When a line of the records contains "QtCompat", copy it.
***** Provided information
PR #223, opened 2017-07-27
Fix #213

mottosso:
This'll take care of that pesky bug that's been appearing several times over the past month. :)

PR #229, opened 2017-08-09
Repair #223

mottosso:
This was undone in a recent pull request for reasons I cannot fathom.

Thanks @mnemyx for reporting, https://github.com/mottosso/Qt.py/commit/e2e4c423cca32a6d1dbcc56b7965faf142fa1182

### DIFF
--- a/Qt.py
+++ b/Qt.py
@@ -1237,7 +1237,8 @@ def _install():
             setattr(our_submodule, member, their_member)
 
     # Backwards compatibility
-    Qt.QtCompat.load_ui = Qt.QtCompat.loadUi
+    if hasattr(Qt.QtCompat, 'loadUi'):
+        Qt.QtCompat.load_ui = Qt.QtCompat.loadUi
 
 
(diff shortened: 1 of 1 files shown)


mnemyx:
Thank you! Are you planning on keeping this as part of 1.1.0.b2 pre-release? Currently, that tag won't actually include this noted maintenance fix.

mottosso:
Ah I've put myself in a tricky situation; the fix is now made alongside other work-in-progress features and I'd rather not make a release until they are relatively stable.

Are you able to work with this as-is for the time being? I'd expect a week or two for the new changes to settle, but it may take longer. Let me know otherwise and I'll see whether I can pull some git-fu to make this happen.

mottosso:
Ok, the state of the feature I mentioned was quite stable and I've made a new release for it, including this fix.

mnemyx:
Ah thank you again! We were fine with it as-is, but this works even better!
**********
_Problem solution_
-    Qt.QtCompat.load_ui = Qt.QtCompat.loadUi
+    if hasattr(Qt.QtCompat, 'loadUi'):
+        Qt.QtCompat.load_ui = Qt.QtCompat.loadUi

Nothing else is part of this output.